PR #837, opened 2024-06-06
CIP-0010 | Validation by GitHub workflow

Godspeed-exe:
Hey guys,

I took some inspiration from the Cardano Token Registry Github repo and implemented a Github workflow which:
- on every PR will run automatically
- will validate the structure of the JSON schema (which I simplified as well).

You can check out how this works on my fork:
- https://github.com/Godspeed-exe/CIPs/pull/5 > this PR contains a broken entry in the registry.json file and the workflow is clearly showing this at the bottom of the PR.
- https://github.com/Godspeed-exe/CIPs/pull/8 > this PR does not contain any changes to registry.json and does not trigger the workflow
- https://github.com/Godspeed-exe/CIPs/pull/4 > this PR contains a valid new entry and passes the workflow.

Let me know if you have any questions / remarks / suggestions!


rphair:
thanks for your effort @Godspeed-exe - we can talk about this potential change at the next CIP meeting (I've put it on the agenda: https://hackmd.io/@cip-editors/90).

Processing these PRs is a low bandwidth task for editors and the textural regularity of entries does tend to make errors easily spotted by eye.  My main discussion point for other editors would therefore be, "Do we need this?"

Godspeed-exe:
No worries @rphair 

Recent events would argue that some of these errors do slip by occasionally and go unnoticed for months (very subtle mistakes like `metadautum`) and having this automated check would severely decrease chances of this happening again. 

I'm aiming / hoping to create many more standards in the upcoming future so I do expect this to be growing. From Enterprise Technology side we stress for registration and documentation of these standards. Good documentation is (as we know) key for growth and adoption.

I'm also building a component which would make pushing metadata to Cardano way more accessible for SME's and this is also syncing / checking with CIP-0010 for registration and preferably also using the JSON schema validators - otherwise people will be pushing useless rubbish. 

Thanks for the consideration!

Godspeed-exe:
It would also make it automagically visible to the person creating the PR
that this fails..

Win/win 😁



*Michiel Bellen*
Core Integrations Team Lead | Cardano Foundation

Website: www.cardanofoundation.org
Book a meeting <https://meetings-eu1.hubspot.com/michiel-bellen>

Crypto2099:
I like this idea, particularly for CIPs that use JSON or similar for "registries" to ensure that all changes are already 'correct' without the need for manual human intervention.

rphair (commented):
@Godspeed-exe we just discussed this at the CIP editors' meeting and for a couple reasons I wanted to retract my earlier lukewarm comment:
- this material sets a precedent & an initial test case for validating CIP changes in general... there are other validations like file & directory names which checks for in advance would help authors & editors avoid inappropriate merges.
- other registries besides CIP-0010 will have more complicated schema & syntax and so it would help to test on the much simpler case of CIP-0010 first.
- @Crypto2099 pointed out we'll also have Internet standardised CBOR tags in the registry, so integration with outside sites may be an issue going forward and we will need automation & validation for these.

So after a preliminary test & verification in an editor's fork is done, I would be in favour of merging this when we have an additional verification that it will perform as expected. 😎

Godspeed-exe:
@rphair thanks for the update, let me know if you have any questions or if anything needs to be improved! 💪

CIP-0010/registry.schema.json
```diff
@@ -1,64 +1,25 @@
 {
-    "$schema": "http://json-schema.org/draft-07/schema",
-    "$id": "https://github.com/cardano-foundation/CIPs/blob/master/CIP-0010",
-    "type": "array",
```
Ryun1, line 4: why are we removing things from the schema?

Ryun1: could removing this break anyone existing implmentations?

Godspeed-exe: Impossible to know I think? I don't think we have access to statistics on the usage of this file?
But as mentioned, there is no need to do this change, the main reason for this is to add the validation step to prevent breaking changes.

Crypto2099 (approved):
All of these changes look good to me and I think this one is ready for a real-world test.

CIP-0010/registry.schema.json
rphair: @Ryun1 @Godspeed-exe we are confirming now in CIP meeting that @Crypto2099 has assessed the consequences to existing implementations and ruled them out (my words, not his).

rphair (approved):
Willing to give this a try now that schema question has been resolved (https://github.com/cardano-foundation/CIPs/pull/837#discussion_r1636052192).

CIP-0010/registry.schema.json
```diff
@@ -1,64 +1,25 @@
...
+        "description": {
+          "type": "string",
+          "maxLength": 256
+        }
+      },
+      "required": [
+        "transaction_metadatum_label",
+        "description"
+      ],
+      "additionalProperties": false
```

■ ■ ■

**Required action:** Please write out the material word for word from its first line through the line holding "- on every PR will run automatically", including both, and no line past it.

**Output:**
PR #837, opened 2024-06-06
CIP-0010 | Validation by GitHub workflow

Godspeed-exe:
Hey guys,

I took some inspiration from the Cardano Token Registry Github repo and implemented a Github workflow which:
- on every PR will run automatically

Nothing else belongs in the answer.